5.0.2 Which release year has the best ratings?

# group the movies and shows by release year, then find the mean user rating score for each release year 
stats_netflix2 <- filtered_netflix %>% 
  group_by(release.year) %>% 
  summarise(mean(user.rating.score)) 

# assign appropriate column names
names(stats_netflix2) <- c("release_year", "mean_score")

# arrange years from highest to lowest mean user score
ordered_stats_netflix2 <- arrange(stats_netflix2, desc(mean_score))

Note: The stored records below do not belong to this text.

PR #170, opened 2026-05-20
Fix infinite method call in `forest_cover_edge_sequence`; add tests.

jack-dunham:
The `forest_cover_edge_sequence` method dispatching on `AbstractNamedGraph` would call itself repeatedly as there was no `forest_cover_edge_sequence` method dispatching on concrete `NamedGraph`. 

I've removed this method as it was also not necessarily given the generic implementation of `forest_cover_edge_sequence` on `AbstractGraph`, and added some simple tests for this function. 

This PR also refactors the implementation of `similar_graph`, moving this function back into `GraphsExtensions`.


mtfishman:
Looks good, ready to merge? Would this mean we don't need to define `forest_cover_edge_sequence` for AbstractDataGraph, i.e. in https://github.com/ITensor/DataGraphs.jl/pull/121?

src/lib/GraphsExtensions/src/abstractgraph.jl
```diff
@@ -55,16 +64,60 @@ end
...
+# a similar graph type that has no notion of data (in the abstract sense).
+
+function similar_dataless_graph(graph::AbstractGraph)
+    dataless_graph = similar_graph(graph, vertices(graph))
+    add_edges!(dataless_graph, edges(graph))
+    return dataless_graph
+end
+function similar_dataless_graph(graph::AbstractGraph, vertices)
+    return throw(MethodError(similar_dataless_graph, (typeof(graph), typeof(vertices))))
+end
```
mtfishman, line 87: I know we discussed this but I can't remember the design we had decided on... This looks slightly off to me, I think this would make more sense to me:
```julia
function similar_dataless_graph(graph::AbstractGraph)
    dataless_graph = similar_dataless_graph(graph, vertices(graph))
    add_edges!(dataless_graph, edges(graph))
    return dataless_graph
end
function similar_dataless_graph(graph::AbstractGraph, vertices)
    return similar_graph(graph, vertices)
end
```
So then both "just work" in general, and `similar_dataless_graph(graph::AbstractGraph, vertices)` is the minimal overload for graphs that need to customize.

jack-dunham: My idea is that unless `vertices` is an `Int` or a `Base.OneTo` (which have methods defined), we don't really know how to construct a good similar dataless graph (within the context of `GraphsExtensions`), so this function should error. 

However, forwarding to `similar_graph` in this case is a good idea (which also errors for general vertices, but can be overloaded not to for a given `AbstractGraph` subtype.

mtfishman:
Looks like some downstream tests are failing, is the goal to make this PR non-breaking?

src/similar_graph.jl
```diff
@@ -0,0 +1,70 @@
...
+    )
+    return NamedGraph(vertices)
+end
+
+@traitfn function GraphsExtensions.similar_dataless_graph(
+        graph::AbstractNamedGraph::IsDirected,
+        vertices
+    )
+    return NamedDiGraph(vertices)
+end
```
mtfishman: I think we could get rid of these definitions if we use the design suggested here: https://github.com/ITensor/NamedGraphs.jl/pull/170/changes#r3311245873

src/lib/GraphsExtensions/src/abstractgraph.jl
```diff
@@ -55,16 +64,60 @@ end
...
+@traitfn function directed_graph(graph::AbstractGraph::(!IsDirected))
+    digraph = similar_graph(directed_graph_type(graph), vertices(graph))
+    add_edges!(digraph, all_edges(graph))
+    return digraph
+end
+@traitfn function undirected_graph(graph::AbstractGraph::IsDirected)
+    undigraph = similar_graph(undirected_graph_type(graph), vertices(graph))
+    for e in edges(graph)
+        has_edge(undigraph, e) && continue
+        add_edge!(undigraph, e)
```
mtfishman, line 117: Does `add_edge!` error if the edge exists already?

mtfishman: I.e. can't this be `add_edges!(digraph, edges(graph))`?

src/similar_graph.jl
jack-dunham: We can, but it then means that if we change `similar_graph` then, the behavior of `similar_dataless_graph` changes. I try to take the perspective that a function should call another function because it makes sense to call that function, not because the code behind each function happens to be shared.

jack-dunham:
The `ITensorNetworksNext` tests failing is strange, i'll investigate. 

I am less bothered if `DataGraphs` breaks and needs updated slightly as we have an open PR for that package anyway, so can upgrade to the new NamedGraphs version (assuming that doesn't breaking downstream tests).

src/lib/GraphsExtensions/src/abstractgraph.jl
jack-dunham: It should *not* error according to `Graphs.jl`, however I was worried about inconsistency w.r.t. this so thought the above would be safer for now.

src/similar_graph.jl
jack-dunham: I guess one can argue that `similar_dataless_graph` should fallback to `similar_graph` by default. Happy to change.

mtfishman:
> The `ITensorNetworksNext` tests failing is strange, i'll investigate.
> 
> I am less bothered if `DataGraphs` breaks and needs updated slightly as we have an open PR for that package anyway, so can upgrade to the new NamedGraphs version (assuming that doesn't breaking downstream tests).

I agree it isn't a huge deal if this PR is breaking, I just wanted to check if that is deliberate, check how easy it would be to make it non-breaking, inquire what specifically about the PR is breaking, etc. But also if it does break DataGraphs we should mark this PR as breaking with a minor version bump.

src/similar_graph.jl
mtfishman: I guess I was picturing a design where we assume `AbstractNamedGraph` is dataless, and then if it has data it should define `similar_dataless_graph`. But, I could see an argument for the current design.

jack-dunham:
> inquire what specifically about the PR is breaking

For `DataGraphs`, there's a test of the function `empty_graph` on a `DataGraph` (checks this function removes data). I have moved this function from `NamedGraphs` to `GraphsExtensions`, as is generic to any `AbstractGraph`, so the import statement in the tests fails.

That should be the only place where code is breaking AFAIK. We can reverse this change, but it seems logical to move that function in this PR.

mtfishman:
> > inquire what specifically about the PR is breaking
> 
> For `DataGraphs`, there's a test of the function `empty_graph` on a `DataGraph` (checks this function removes data). I have moved this function from `NamedGraphs` to `GraphsExtensions`, as is generic to any `AbstractGraph`, so the import statement in the tests fails.
> 
> That should be the only place where code is breaking AFAIK. We can reverse this change, but it seems logical to move that function in this PR.

Can we add a statement `using .GraphsExtensions: empty_graph` in `NamedGraphs` for backwards compatibility?

src/lib/PartitionedGraphs/src/quotientvertex.jl
```diff
@@ -79,7 +79,7 @@ function Graphs.vertices(g::AbstractGraph, quotientvertex::QuotientVertex)
     qv = parent(quotientvertex)
 
     pvs = partitioned_vertices(g)
-    haskey(pvs, qv) || throw(ArgumentError("Quotient vertex $quotientvertex not in graph"))
+    qv ∈ keys(pvs) || throw(ArgumentError("Quotient vertex $quotientvertex not in graph"))
```
mtfishman, line 84: Could you make a comment in the code about this change so we remember why it was needed?

src/lib/PartitionedGraphs/src/quotientvertex.jl
```diff
@@ -88,7 +88,7 @@ function Graphs.vertices(g::AbstractGraph, quotientvertices::QuotientVertices)
 end
 
 function has_quotientvertex(g::AbstractGraph, quotientvertex::QuotientVertex)
-    return haskey(partitioned_vertices(g), parent(quotientvertex))
+    return parent(quotientvertex) ∈ keys(partitioned_vertices(g))
```
mtfishman, line 94: Same thing here.

src/lib/GraphsExtensions/src/abstractgraph.jl
```diff
@@ -55,16 +64,61 @@ end
...
+    return similar_graph(T, length(vertices))
+end
+similar_graph(T::Type{<:AbstractSimpleGraph}) = similar_graph(T, 0)
+
+# =============================== `similar_dataless_grap` ================================ #
+# This function behaves much the same as `similar_graph`, but should strictly return a
+# a similar graph type that has no notion of data (in the abstract sense).
+
+function similar_dataless_graph(graph::AbstractGraph)
+    dataless_graph = similar_graph(graph, vertices(graph))
```
mtfishman:
```suggestion
    dataless_graph = similar_dataless_graph(graph, vertices(graph))
```
?

src/lib/GraphsExtensions/src/trees_and_forests.jl
```diff
@@ -47,9 +47,12 @@ end
 # Given an undirected graph g with vertex set V, build a set of forests (each with vertex set V) which covers all edges in g
 # (see https://en.wikipedia.org/wiki/Arboricity) We do not find the minimum but our tests show this algorithm performs well
 function forest_cover(g::AbstractGraph; spanning_tree = spanning_tree)
-    edges_collected = edgetype(g)[]
+    g = similar_dataless_graph(g)
+    g_reduced = copy(g)
```
mtfishman: Probably doesn't matter too much, but I don't see what this copy is needed for since it doesn't look like the graph is being modified in-place. If it isn't needed we can just write `g_reduced = g` if the point is primarily to have a different variable name to use. I would just find that clearer since when I saw a copy I then expected to see an in-place operation somewhere.

jack-dunham: Good point.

knitr::kable(ordered_stats_netflix2, align = "cc", caption = "Figure 5: The Average User Rating Score for Each Year the Movies Were Released", col.names = c("Release Year", "Average User Rating Score"))
Figure 5: The Average User Rating Score for Each Year the Movies Were Released
Release Year Average User Rating Score
2017 90.42623
2002 89.37500
2011 89.33333
2005 89.30000
2000 88.91667
2008 87.18750
2001 87.00000
2016 86.68020
1978 86.00000
1993 85.00000
2012 84.55556
2015 84.50000
1997 83.50000
2004 83.50000
1999 82.80000
2003 82.10000
1994 82.00000
2013 81.36000
2009 80.85714
1989 80.00000
1998 79.23077
2010 78.23077
2014 78.00000
2007 74.30769
2006 72.66667
1992 70.00000
1982 68.00000
1986 67.00000
1995 65.66667
1990 65.00000
1940 61.00000
1987 58.00000

6 Conclusion

6.0.1 Question 1

For the media available on Netflix, the more popular media (with the highest rating scores) have more recent release years for movies and TV shows [figure 3, 5]. There is also a large increase in average user rating score for movies released after the 1980s [figure 3,5]

6.0.2 Question 2

As for rating groups, the most popular were not necessarily the most common. For example, the R rating was the least common but one of the most popular [figures 1,2]. Generally, the media targeted toward older viewers (R, TV-MA) tended to be more popular, but media for all ages tended to be most common (PG, TV-14) [figures 1,2,4].

6.0.3 Future Research

Because Netflix has different media options around the globe, future research could analyze these same patterns in other regions of the world.